To atomically push completion time for a cron job:

echo my_batch_job_completion_time $(date +%s) > /path/to/directory/my_batch_job.prom.$$
mv /path/to/directory/my_batch_job.prom.$$ /path/to/directory/my_batch_job.prom

To statically set roles for a machine using labels:

echo 'role{role="application_server"} 1' > /path/to/directory/role.prom.$$
mv /path/to/directory/role.prom.$$ /path/to/directory/role.prom

Filtering enabled collectors

The node_exporter will expose all metrics from enabled collectors by default. This is the recommended way to collect metrics to avoid errors when comparing metrics of different families.

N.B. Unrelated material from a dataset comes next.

PR #3154, opened 2020-08-04
do not skip tools in .tt_biocontainer_skip but test un-containerized

bernt-matthias:
found it a good idea that tools in `.tt_biocontainer_skip` are tested at least using conda env instead of no test at all. .. not sure if implemented correctly. otherwise it makes not much sense to have two .tt_.. files.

For advanced use the node_exporter can be passed an optional list of collectors to filter metrics. The collect[] parameter may be used multiple times. In Prometheus configuration you can use this syntax under the scrape config.

  params:
    collect[]:
      - foo
      - bar

This can be useful for having different Prometheus servers collect specific metrics from nodes.

Building and running

Prerequisites:

Building:

go get github.com/prometheus/node_exporter
cd ${GOPATH-$HOME/go}/src/github.com/prometheus/node_exporter
make
./node_exporter <flags>

To see all available configuration flags:

./node_exporter -h

Running tests

make test

Using Docker

The node_exporter is designed to monitor the host system. It's not recommended to deploy it as a Docker container because it requires access to the host system. Be aware that any non-root mount points you want to monitor will need to be bind-mounted into the container. If you start container for host monitoring, specify path.rootfs argument. This argument must match path in bind-mount of host root. The node_exporter will use path.rootfs as prefix to access host filesystem.

docker run -d \
  --net="host" \
  --pid="host" \
  -v "/:/host:ro,rslave" \
  quay.io/prometheus/node-exporter \
  --path.rootfs /host

On some systems, the timex collector requires an additional Docker flag, --cap-add=SYS_TIME, in order to access the required syscalls.

Using a third-party repository for RHEL/CentOS/Fedora

There is a community-supplied COPR repository which closely follows upstream releases.